BEGIN Dataset records
PR #1436, opened 2026-09-11
⚙️ Synchronize AI sparkles with a 40 fps Flutter loop

AlexDochioiu:
## Complexity
⚙️ Moderate — shared Flutter animation timing plus synchronized iOS/macOS Core Animation, with focused lifecycle and presentation tests.

## What
- Synchronize working AI sparkles using a common two-second device-clock phase instead of per-session/project offsets.
- Drive the steady Flutter loop at 40 fps (25 ms) through one shared timer, with no repeating ticker or inter-step frame scheduling.
- Keep native animation cadence unchanged and preserve the finite 700 ms completion and 150 ms restart/rejoin transitions.
- Remove the internal row-phase API and update regression documentation and preview copy. Cupertino/activity spinners and the caller-owned Deep Scan timeline remain unchanged.

## Why
Multiple working sessions should rotate together rather than distract with staggered indicators. The lower Flutter loop cadence reduces scheduled animation work while keeping a higher cadence than the initially proposed 30 fps.

## Risk and test focus
UI-only, medium regression risk around staggered mounts, interrupted completion, background/resume, reduced motion, and native view lifecycle. No database, transport, backend, or account-state impact.

Device-level visual smoothness, native compositing/lifecycle behavior, and battery savings were not measured here. The existing thread-state motion playbook is the manual review target; the 40 fps cap applies only to the steady Flutter loop, not finite transitions.

## Expected result
Working sparkles in session/project lists visibly stay in sync, including rows mounted later. Flutter's steady loop updates at 40 fps; Apple keeps unthrottled Core Animation. Unread, reduced-motion, and inactive indicators retain their existing meaning. Other indicator types remain independent.

## Verification
Using repository-pinned Flutter 3.47.3 / Dart 3.13.3:
- `client/module_prego`: AI loader and activity indicator widget suites passed.
- `client/module_app_ui`: session tile state and catalog scan row widget suites passed.
- `flutter analyze`: `module_prego`, `module_app_ui`, and the app thread-state motion playbook passed.
- Native `ThemePregoPlugin.swift` type-check passed for macOS and iOS Simulator against the matching Flutter frameworks (not a full app build or GUI run).
- Architecture plan and implementation reviews approved; `git diff --check` passed.

---
## Summary by cubic
Synchronizes working AI sparkles so rows rotate together instead of at staggered per-row phase offsets.

**Refactors**
- Flutter's steady loop now runs at 40 fps from one shared device-clock-aligned timer; no repeating ticker or inter-step frames, and the 700 ms completion and 150 ms restart/rejoin transitions are unchanged.
- Native iOS/macOS Core Animation keeps its unthrottled cadence.
- Removes `PregoAiLoader.phase` and `phaseFor`; session and project tiles no longer seed a phase.
- Adds the `clock` package for deterministic device-clock sampling in tests.

<sup>Written for commit c62b104458c1eb51aae46027fb535f36a20ea467. Summary will update on new commits.</sup>

<a href="https://cubic.dev/pr/sesori-ai/sesori_apps_monorepo/pull/1436?utm_source=github" target="_blank" rel="noopener noreferrer" data-no-image-dialog="true"><picture><source media="(prefers-color-scheme: dark)" srcset="https://www.cubic.dev/buttons/review-in-cubic-dark.svg"><source media="(prefers-color-scheme: light)" srcset="https://www.cubic.dev/buttons/review-in-cubic-light.svg">Review in cubic</picture></a>

### DIFF
--- a/client/module_prego/darwin/theme_prego/Sources/theme_prego/ThemePregoPlugin.swift
+++ b/client/module_prego/darwin/theme_prego/Sources/theme_prego/ThemePregoPlugin.swift
@@ -70,11 +70,10 @@ private struct ActivityIndicatorCreationParams {
   }
 }
 
-/// Theme colours, initial state, and phase supplied by the Flutter decoration.
+/// Theme colours and initial state supplied by the Flutter decoration.
 private struct AiLoaderCreationParams {
   let solid: CGColor
   let outline: CGColor
-  let phase: Double
   let loading: Bool
 
   init?(from args: Any?) {
@@ -82,12 +81,10 @@ private struct AiLoaderCreationParams {
       let dictionary = args as? [String: Any],
       let solid = dictionary["solid"] as? NSNumber,
       let outline = dictionary["outline"] as? NSNumber,
-      let phase = dictionary["phase"] as? NSNumber,
       let loading = dictionary["loading"] as? Bool
     else { return nil }
     self.solid = ColorComponents(fromARGB: solid.int64Value).cgColor
     self.outline = ColorComponents(fromARGB: outline.int64Value).cgColor
-    self.phase = phase.doubleValue
     self.loading = loading
   }
 }
@@ -98,6 +95,7 @@ private enum AiLoaderSparkle {
   static let viewBox: CGFloat = 20
   static let period: CFTimeInterval = 2
   static let completionDuration: CFTimeInterval = 0.7
+  static let resumeDuration: CFTimeInterval = 0.15
   static let clear = ColorComponents(fromARGB: 0x00b2d1ff).cgColor
   static let completionHighlight = ColorComponents(fromARGB: 0xffb2d1ff).cgColor
   static let colourTiming = CAMediaTimingFunction(controlPoints: 0.5, 0, 0.5, 1)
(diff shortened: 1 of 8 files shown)


client/module_prego/darwin/theme_prego/Sources/theme_prego/ThemePregoPlugin.swift
```diff
@@ -111,57 +109,91 @@ private enum AiLoaderSparkle {
...
+    strokeAnimation.duration = loading ? resumeDuration : completionDuration
     strokeAnimation.timingFunction = colourTiming
     layer.add(strokeAnimation, forKey: "stroke")
     CATransaction.commit()
   }
 
+  /// Start an unthrottled Core Animation loop at current Unix-clock phase.
+  /// Sampling here, rather than from Flutter creation arguments, also aligns
+  /// views mounted later and views resuming after suspension.
+  static func startSynchronizedLoading(layer: CAShapeLayer, params: AiLoaderCreationParams) {
```
AlexDochioiu, line 171: we should NEVER throttle the animation for the native implementation of any widget. only the flutter implementation must be throttled

AlexDochioiu: [Sesori reply]
Agreed. Only Flutter is throttled in this PR: the 40 fps / 25 ms timer lives in Dart’s `_AiLoaderLoopClock`, and native-rendered loaders never subscribe to it.

iOS/macOS still use continuous, unthrottled `CABasicAnimation`. `beginTime` here aligns the starting phase; the unchanged two-second duration is the rotation speed, not a frame-rate cap. No native throttling was introduced, so no code change is needed for this point. I will preserve this rule for every widget.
END Dataset records
▶ **Your task**
An exact copy of the lines above, from the one containing "Multiple working sessions" through the one containing "UI-only, medium regression", is the whole of the answer.

▶ **Exercise response**
Multiple working sessions should rotate together rather than distract with staggered indicators. The lower Flutter loop cadence reduces scheduled animation work while keeping a higher cadence than the initially proposed 30 fps.

## Risk and test focus
UI-only, medium regression risk around staggered mounts, interrupted completion, background/resume, reduced motion, and native view lifecycle. No database, transport, backend, or account-state impact.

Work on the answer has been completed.